New Delhi : In a major victory for Tamil Nadu, the Supreme Court on Wednesday refused to stay the decision to allocate 50 per cent super-specialty seats in government medical colleges for NEET-eligible in-service candidates.
A bench comprising Justice L Nageshwar Rao and BR Gavai allowed the state government to continue providing 50 per cent quota for in-service candidates for super specialty courses in its colleges.
“We feel that no case has been filed by the Interim Order dated November 27, 2020 to continue the interim protection for the 2020-2021 academic year. We thus reject the plea in that regard. Needless to say, the state of Tamil Nadu will be free to continue counseling for the academic year.” “Considering the reservations given by the state,” the bench said.

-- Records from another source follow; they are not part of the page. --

Issue #3722, opened 2025-08-15
Add `ContainerExitCode` to `info.EventData` in case of container deletion events


sambhav-jain-16:
## Problem?
`cadvisor` has an `EventChannel` where currently 4 types of events are pushed.
Specifically a `EventType.EventContainerDeleteion` event is pushed when `manager` detects a container is deleted and it currently only captures the timestamp of the deletion event and name of the container.
However, since the container can be deleted due to many chaos scenarios, the current information is not sufficient enough to capture why the container is deleted. There's a specific case added for out of memory issues, however rather than accommodating all such scenarios individually, it will be a good idea to also include the exit code of the main process of the container. 

We specifically have a use case where we want to emit a metric when a container is killed with a non-zero exit code and we use `cadvisor` as our main container observability tool. We tried using metrics from orchestrators (k8s) however they are not reliable in our environment. Subscribing to the `EventContainerDeletion` in the event channel looked like a good approach for us, but it lacks the exit code. We do have a work around but it might be better to include this info from the source itself.

Mostly all container runtime provides a way of getting the exit code for their exited containers like docker has `client.ContainerInspect`, containerd API also provide a way to get the exit status using the taskClient.

## Possible Solution
This can be achieved by adding a new field here
```
type EventData struct {
	// Information about an OOM kill event.
	OomKill *OomKillEventData `json:"oom,omitempty"`

	ContainerExitCode int8 `json:"conainer_exit_code,omitempty`
}
```
and then updating the logic here
https://github.com/google/cadvisor/blob/5adb1c3bb38b4c5d50b31f39faf3214a44ae479b/manager/manager.go#L1042-L1052
to

```
	contRef, err := cont.handler.ContainerReference()
	if err != nil {
		return err
	}

	contExitCode, err := cont.handler.GetExitCode() ## New method to the ContainerHandler interface
        if err != nil {
		return err
	}

	newEvent := &info.Event{
		ContainerName: contRef.Name,
		Timestamp:     time.Now(),
		EventType:     info.EventContainerDeletion,
		EventData: info.EventData{
			ContainerExitCode: contExitCode,
		},
	}
```

Then each container runtime can individually implement its way of getting the exit code.

sambhav-jain-16:
Hi @cwangVT,
Wanted to check if you have any thoughts on this issue? TIA

PR #3779, opened 2025-12-11
feat: add exit code in container deletion events

sambhav-jain-16:
## What

Container deletion events now include the container's exit code in the event data.
Fixes: #3722 

  ## Why

Users need to understand why containers terminated (success vs error vs signal). Exit codes provide critical debugging information for container lifecycle management and monitoring.

 ## How

  - Added `GetExitCode()` method to ContainerHandler interface
  - Added `ContainerDeletionEventData` struct with ExitCode field to event system
  - Modified `destroyContainer()` to retrieve exit code before calling `Stop()`
  - Implemented for docker, containerd, and podman (uses runtime inspect APIs)
  - CRI-O and Raw handlers return errors (not supported by those runtimes)
  - Exit code defaults to -1 if unavailable (container still running, retrieval fails, etc.)

  ### Testing

  - Unit tests for docker, containerd, and manager
  - Integration test validates end-to-end flow

  ### API Example
```
  {
    "event_type": "containerDeletion",
    "container_name": "/docker/abc123",
    "event_data": {
      "container_deletion": {
        "exit_code": 1
      }
    }
  }
```

### DIFF
--- a/container/container.go
+++ b/container/container.go
@@ -63,6 +63,11 @@ type ContainerHandler interface {
 	// Returns the container's ip address, if available
 	GetContainerIPAddress() string
 
+	// GetExitCode returns the container's exit code if available.
+	// Returns an error if the container has not exited, exit codes are not supported
+	// for this handler type, or the container information is unavailable.
+	GetExitCode() (int, error)
+
 	// Returns whether the container still exists.
 	Exists() bool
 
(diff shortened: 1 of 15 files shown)


dims:
@sambhav-jain-16 which container engines did you fully test this on? (containerd only?)

sambhav-jain-16:
@dims 
This is tested on docker and containerd engines and is running already for some time in our setup.

(Not exactly the same code, but we are consuming the current deletion events and then hitting the same docker/containerd APIs to get the exit code)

It then directed the listing of a batch of petitions for further hearing after the Holi holiday from Thursday.
The apex court, on March 14, reserved its order challenging the Tamil Nadu government’s decision on an application seeking allotment of 50 per cent super-specialty seats in government medical colleges for NEET-eligible in-service candidates.
The state government, represented by Additional Advocate General (AAG) Amit Anand Tiwari, strongly argued that if such a decision was postponed, it would not only affect the accessibility of quality medical services to the poor and rural people but also lead to situations where there is a shortage of qualified teachers. Course must be closed.
The AAG also noted that about 70 percent of non-service candidates do not even meet the mandatory service bond conditions.
The state strictly upheld the Government Order (GO) of 2020 stating that 50 per cent of the “Super Specialty Seats (DM / M. Ch.) In government medical colleges” have been allocated for eligible in-service candidates of NEETs. The remaining 50 per cent seats have been allotted to the Government of India / Director General of Health Services. “
The apex court heard a batch of lawyers including senior counsel Dushyant Dave, Shyam Diwan and Gopal Sankaranarayanan on behalf of the petitioners and Additional Advocate General Amit Anand Tiwari argued on behalf of the state government.
“It is very difficult that the allocation of seats for job seekers is not of a reserved nature but rather a separate source of admission; Second, the state is empowered to provide such separate sources of admission as is a policy decision in the wider public interest, and similarly, does not compromise with the minimum standards set by central law, “Tiwari argued.
The Tamil Nadu government has said that setting quotas for job seekers is not a “separate source and preservation of admission” and that it serves a laudable purpose which was sought to be achieved by special provision for such doctors who would then be available. Serve in rural areas.
The deprivation of state power to provide admission sources would violate the federal structure and lead to a complete centralization of policy-making where the state is able to formulate laws and policies, stating that in the present case, “Public Health and Hospitals List).
As many as six petitions against the state government’s GEO are pending in the apex court.